Scientists are decoding the DNA of listeria in a pilot program to improve the identification and understanding of food borne illnesses. DNA decoding has long been used to diagnose rare diseases, to predict your risks of cancer, and to tell of your ancestry. But is has never been used in food safety before. DNA sequencing is now cheaper and faster than before making this a viable option.
The initial target is listeria, the third leading cause of death from food poisonining.
Listeria can be found in soil, which can lead to vegetable contamination. Animals can also be carriers. Listeria has been found in uncooked meats, uncooked vegetables, fruit such as cantaloupes,pasteurized or unpasteurized milk, foods made from milk, and processed foods. Pasteurization and sufficient cooking kill Listeria; however, contamination may occur after cooking and before packaging.

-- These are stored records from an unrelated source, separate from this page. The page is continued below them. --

PR #383, opened 2023-01-18
Warning hunt

MaximilienNaveau:
Dear all,

I noticed many warning related to shadow variable (re-declaration of variable with the same name in 1 scope).
This can really cause trouble during the run so I fixed all of them.

One more reason to do that is that on my robot these warnings are necessarily treated as errors. It's a safety measure used to prevent bugs from happening.

One detail on this PR I reverted the include name from [filters (the ros package)](http://wiki.ros.org/filters) from ".hpp" to ".h". As the headers are still maintained in the ".h" form in ROS1 noetic.
This allows me to use your code in melodic while not perturbing the usage in noetic.


MaximilienNaveau:
@mgaertneratanybotics Would you mind reviewing this PR?
I think it's gonna be very quick

PR #384, opened 2023-01-23
fixed RViz crash if flat height layer is invalid

### LINKED ISSUE #161: rviz display crash when height layer is not available
`GridMap` throws exceptions when lookup of things fail but these are not caught in the `rviz` display which in return crashes `rviz` altogether.

```
terminate called after throwing an instance of 'std::out_of_range'
  what():  GridMap::at(...) : No map layer 'elevation' available.
```

It happens to me when I'm changing HeightTransformer type with a layer name that's not available. Anyone found this before?

simongiegerich:
fixes #161 

Fixes these bugs:
-  RViz crashes if the Height Transformer is set to Flat while the Height Layer is invalid.
-  RViz crashes if the Color Transformer is set to None while the Color Layer is invalid.


fvina-anybotics (approved):
LGTM, thanks!

PR #394, opened 2023-06-08
 fix: initialize outputColor in ColorBlendingFilter.cpp

xaru8145:


Ryanf55:
This is already merged in `rolling` and `humble`. No need to merge.

Issue #371, opened 2022-09-03
Unable to build grid_map because can't find pcl_ros. Under ROS2 Foxy and using the branch ros2


pgarcia-dev:
Hello,

I post here the url where I explain the problem I'm facing and I wrote in ROS answers: https://answers.ros.org/question/405833/unable-to-build-grid_map-because-cant-find-pcl_ros/

Thanks

RaamRosik:
Use the branch foxy-devel

pgarcia-dev:
> Use the branch foxy-devel

Thank you! Now I was able to build grid_map And execute the demos 👌

alexMarFar:
Hi! I have the same problem but I cannot seem to solve it. 

I have tried following the Readme from ros2 branch and got the "Package 'pcl_ros' specified with --packages-up-to was not found" message. After finding this issue I tried with th foxy-devel branch, following the read me commands and even modifying the line "wget https://raw.githubusercontent.com/ANYbotics/grid_map/ros2/tools/ros2_dependencies.repos" to "wget https://raw.githubusercontent.com/ANYbotics/grid_map/foxy-devel/tools/ros2_dependencies.repos" in case there was a typo bu still get the "Package 'pcl_ros' specified with --packages-up-to was not found" message. 

Is there something I am doing wrong?

pgarcia-dev:
Hello Alejandra,
I finally solved the problem using the branch foxy-devel instead of the ros2 one.

I closed a ticket I opened on Ros answers: https://answers.ros.org/question/405833/unable-to-build-grid_map-because-cant-find-pcl_ros/

Best regards,
Pablo

PR #407, opened 2023-11-07
Update ros2_dependencies.repos

Claudio-Chies:
Fixes an which comes apprears during ````colcon build --symlink-install --packages-up-to pcl_ros``` which thre me ```Package 'pcl_ros' specified with --packages-up-to was not found``` (same issue as in [old Issue](https://github.com/ANYbotics/grid_map/issues/371)

### DIFF
--- a/tools/ros2_dependencies.repos
+++ b/tools/ros2_dependencies.repos
@@ -1,5 +1,5 @@
 repositories:
-  ros-planning/navigation2:
+  ros-perception/perception_pcl:
     type: git
-    url: https://github.com/ros-planning/navigation2.git
-    version: main
+    url: https://github.com/ros-perception/perception_pcl.git
+    version: ros2


Ryanf55:
I talked to Steve from NAV2, and for rolling, it will need to be compiled from source, and rosdep should use the `-r` flag because of circular dependencies in slam_toolbox. 

For humble and iron, we should use binaries for nav2 and not compile dependencies from source.

Ryanf55:
`perception_pcl` is available in the ROS index, and should be brought in through rosdep.
https://index.ros.org/p/perception_pcl/github-ros-perception-perception_pcl/#humble

Can you try that instead?

Ryanf55:
Humble CI is passing without compiling any dependencies from source. Because I got no response, and need to more forward with the release, I'm closing this.

PR #408, opened 2023-11-07
Update README.md branches for humble

Claudio-Chies:
Fixed README so it has the correct ros version and branches


Ryanf55:
Similar to https://github.com/ANYbotics/grid_map/pull/405

Ryanf55 (approved):
Thanks! We should do this for `iron` and `rolling` too! Would you either be able to submit a respective PR for `iron` and `rolling`, or review a PR if I do the work?

PR #418, opened 2024-02-03
Add dockerfile for rolling

Ryanf55:
# Purpose

Add a dockerfile, which makes it easier to build this library. Soon, ROS 2 will start updating to run on newer versions of Ubuntu than Ubuntu 22, which makes it hard for people who choose to stay on  22.04 and `humble`. 

# Risks

This may not build all the time due to ABI breaks, and the ROS docker images for rolling are not ABI stable. 

# Instructions

`docker build .`

# Future improvements

Get CircleCI to build the dockerfile instead of all the crazy things it's currently doing.


Dockerfile
```diff
@@ -0,0 +1,27 @@
...
+
+COPY . src/grid_map
+RUN ls src/grid_map
+
+SHELL ["/bin/bash", "-c"]
+RUN apt-get update \
+    && rosdep update
+
+RUN source /opt/ros/${ROS_DISTRO}/setup.bash \
+    && rosdep install -y --ignore-src --from-paths src --skip-keys slam_toolbox
```
Ryanf55, line 23: @stevemacenski This is a proposed workaround in `grid_map` to deal with the fact that not all the keys resolve in `nav2` when we build it from source in `rolling`.
Do you have any way in NAV2 to ensure that there won't be new keys added in `rolling` that don't resolve? If that happens, it would break CI here.

If I use the `-r` flag globally, then I let contributors to grid_map contribute mis-typed keys. This is a real problem and happened in ArduPilot before: 
https://github.com/ArduPilot/ardupilot_ros/pull/23

SteveMacenski: Are you only building nav2 for costmap2d? If so, you could give rosdep only that package path to resolve and build only up to that.

Ryanf55: Both `costmap2d` and `nav2_msgs` are used in `grid_map`. Sounds like the risk of breakage to this line of code is very low.

.dockerignore
```diff
@@ -0,0 +1,5 @@
+.circleci/
+.github/
+.gitignore/
+LICENSE/
+README.md
```
wep21, line 5:
```suggestion
README.md

```

Dockerfile
```diff
@@ -0,0 +1,36 @@
...
+
+# Copy source code
+COPY . src/grid_map
+
+# Install dependencies
+SHELL ["/bin/bash", "-c"]
+RUN apt-get update && \
+    rosdep update && \
+    source /opt/ros/${ROS_DISTRO}/setup.bash && \
+    rosdep install -y --ignore-src --from-paths src --skip-keys slam_toolbox && \
```
wep21, line 30:
```suggestion
    rosdep install -y --ignore-src --from-paths src --skip-keys slam_toolbox --skip-keys gazebo_ros_pkgs --skip-keys turtlebot3_gazebo && \
```

Ryanf55: See my upstream PR for a longer term solution to ignore gazebo classic:
https://github.com/ros-planning/navigation2/pull/4095

wep21 (approved):
LGTM

PR #461, opened 2024-06-11
Fix the Indices of the inpaint filter

ipa-dmo:
The inpaint filter does not use the correct indices when creating the new grid map layer.

This issue is also included in the iron release.


Ryanf55:
Hello. Can you please target this to rolling. Then, we can backport it. Thanks for the submission.

Ryanf55:
Also, do you have any recommendations on how to write an automated test to verify the fix?

Ryanf55:
Even if not automated, do you have any recommendations on how I can verify this is correct, or reproduce the problem before this patch is applied? I am not yet familiar with this part of the codebase. 

Thanks!

PR #465, opened 2024-07-25
ci: update rolling ci

wep21:
- update build actions for ros2 rolling


Ryanf55 (approved):
Awesome, thanks for this!

PR #466, opened 2024-07-28
Add ROS 2 Jazzy backport mergify rule

Ryanf55:
# Purpose

Add  a mergify action such that we can backport to Jazzy


wep21 (approved):
LGTM

PR #473, opened 2024-07-30
Use Jazzy image in CI instead of rolling

Ryanf55:
The Jazzy image broke because rolling broke ABI. This should fix it. 

Each time we branch of `rolling`, we need to update the image. `rolling` will only work for a bit.


wep21 (approved):
LGTM

PR #665, opened 2019-06-04
Fix parsing HTTP responce header values which contains colon symbol

OlehKulykov:
If HTTP value for header contains ":" character, than prev. implementation will take only first part of the value till ":" char and ignore everything else.
Example: "Date: Tue, 04 Jun 2019 13:55:20 GMT" => headers["date"] = "Tue, 04 Jun 2019 13"

Please accept this bug fix and provide new release.
Thanks for considering my request.


daltoniam:
I added this in 4.0.2. Thanks for the PR!

PR #651, opened 2019-04-26
Prevent writing to socket if not connected

2h4u:
We have this small change in production since 2 months and since then we didn't encountered the crash discussed in #588 anymore.

PR #670, opened 2019-06-20
Always wait for currently executing operations to finish

mgrant34:
We should always be waiting until currently executing operations have completed before we set outputStream to nil, and avoid another concurrentOperation from accessing a nil outputStream.

Per the documentation on `cancelAllOperations`: https://developer.apple.com/documentation/foundation/nsoperationqueue/1417849-cancelalloperations

```Canceling the operations does not automatically remove them from the queue or stop those that are currently executing```

### DIFF
--- a/Sources/Starscream/WebSocket.swift
+++ b/Sources/Starscream/WebSocket.swift
@@ -723,11 +723,11 @@ open class WebSocket : NSObject, StreamDelegate, WebSocketClient, WSStreamDelega
      Disconnect the stream object and notifies the delegate.
      */
     private func disconnectStream(_ error: Error?, runDelegate: Bool = true) {
-        if error == nil {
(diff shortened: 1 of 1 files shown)


mgrant34:
The onus for this change is a persistent but random crash on L241 of WebSocket.swift caused by output stream being nil https://github.com/daltoniam/Starscream/blob/a2ed45c0b2f996cb8c335c4f270ecc68c3bd4c0f/Sources/Starscream/WebSocket.swift#L241

colbyAiken:
good call 👍

rudyrichter:
This looks right to me, but it also looks like it duplicates logic in https://github.com/daltoniam/Starscream/pull/651 ?

mgrant34:
This prevents the issue at the source rather than having if !connected checks everywhere

daltoniam:

PR #683, opened 2019-08-05
Add cookies support

kilyukhin:
Since WebSocket handshake is an HTTP request, server and client may exchange HTTP cookies according to RFC 6455.


daltoniam:
I added this in 4.0.2. Thanks for the PR!

PR #691, opened 2019-09-06
replace deprecated methods.

cntrump:


daltoniam:
I'm going to go ahead and close this out as it is related to the old 3.X.X codebase. The deprecated methods calls should be resolved. Thanks for the PR!

PR #697, opened 2019-09-24
Fix for a buffer overflow when close code has not been received from the socket

mikaryyn:
I encountered the crash here where `pointer` only contained two bytes, [136, 39] and it was trying to read `closeCode` from outside the buffer. This should fix it.


daltoniam:
Thanks!

PR #711, opened 2019-10-25
Using `reduce(into:,_)` instead of `reduce(_,_)`

valeriyvan:
In this use case it's better because it doesn't produce intermediary arrays on every step. And it's more concise.


daltoniam:
I'm going to go ahead and close this out as it is related to the old 3.X.X codebase. 4.0.0 removed the rudimentary SSL pinner in favor of a protocol that allows custom support. Thanks again for the PR!

PR #712, opened 2019-10-25
Get rid of all mentioning of NSData

valeriyvan:


daltoniam:
I'm going to go ahead and close this out as it is related to the old 3.X.X codebase. The 4.0.0 codebase should have removed these old calls. Thanks again for the PR!

Issue #748, opened 2020-03-11
Cannot connect to secure wss:// websocket on iOS 11 & earlier


nickdowell:
The `FoundationTransport` (used on iOS 11 & earlier) does not establish a secure connection to the host, resulting in a failed connection to hosts that require security.

The following code snippet replicates the problem on all platforms by forcing use of the `FoundationTransport`

```swift
import Starscream

class WebsocketTester: WebSocketDelegate {
    
    var webSocket: WebSocket?
    
    func start() {
        let url = URL(string: "wss://echo.websocket.org")!
        webSocket = WebSocket(request: URLRequest(url: url), engine:
            WSEngine(transport: FoundationTransport(), certPinner: FoundationSecurity()))
        webSocket?.delegate = self
        webSocket?.connect()
    }
    
    func didReceive(event: WebSocketEvent, client: WebSocket) {
        print(#function, event)
    }
}
```

The output of running this is

```
didReceive(event:client:) cancelled
```

This has previously been reported in https://github.com/daltoniam/Starscream/issues/728

jaltreuter:
@nickdowell thank you for putting up that pull request.  This same issue started happening in my app after upgrading from Starscream 3.0.5 to 4.0.0.  I ended up simply making a copy of FoundationTransport and adding your changes, and that was effective at solving the problem.

I'd love to see this get some attention from the devs, since it's easily reproducible and affects a reasonably large audience.

Issue #728, opened 2020-01-22
WebSocket instantly disconnect on iOS 10 using Starscream 4.0.0


p-rob:
Starscream: 4.0.0
iOS: 10.3.4
Devices: iPhone 5 (MD299F/A) - iPad pro (9.7 inches; simulator) 

When connecting to a secure web-socket (wss:// or https://) the framework instantly send a `.cancelled` event coming from `FoundationTransport.stream(_ aStream: Stream, handle eventCode: Stream.Event)` `.endEncountered` event.

After further investigation, it looks like `FoundationTransport.getSecurityData()` always return nil.

martinpristas:
Same here

PR #749, opened 2020-03-11
Enable SSL in FoundationTransport for secure hosts

nickdowell:
This fixes connection to secure hosts such as wss://echo.websocket.org

The `kCFStreamPropertySocketSecurityLevel` property needs to be set for the CFStream(s) to negotiate a secure connection with the server.

- Fixes https://github.com/daltoniam/Starscream/issues/748
- Fixes https://github.com/daltoniam/Starscream/issues/728

### DIFF
--- a/Sources/Transport/FoundationTransport.swift
+++ b/Sources/Transport/FoundationTransport.swift
@@ -66,6 +66,12 @@ public class FoundationTransport: NSObject, Transport, StreamDelegate {
         inStream.delegate = self
         outStream.delegate = self
     
+        if isTLS {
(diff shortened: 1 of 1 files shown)


michalcichon:
Hey @nickdowell, can you paste here what kind of error do you get because of this bug?

nickdowell:
Hey @michalcichon the bug causes connections to secure hosts to fail with the following:

```
WebSocketEvent.cancelled
```

Sample code for reproducing the issue was included in #748

daltoniam:
Thanks!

For example, meat-processing plants producing ready-to-eat foods, such as hot dogs and deli meats, must follow extensive sanitation policies and procedures to prevent Listeria contamination. Listeria monocytogenes is commonly found in soil, stream water, sewage, plants, and food. Listeria is responsible for listeriosis, a rare but potentially lethal food-borne infection. The case fatality rate for those with a severe form of infection may approach 25%. (Salmonella, in comparison, has a mortality rate estimated at less than 1%. Although Listeria monocytogenes has low infectivity, it is hardy and can grow in temperatures from 4 °C (39.2 °F) (the temperature of a refrigerator), to 37 °C (98.6 °F), (the body’s internal temperature). Listeriosis is a serious illness, and the disease may manifest as meningitis, or affect newborns due to its ability to penetrate the endothelial layer of the placenta.
This is really a new way to find and fight infections. One way to think of it is identifying a suspect by lineup or fingerprint.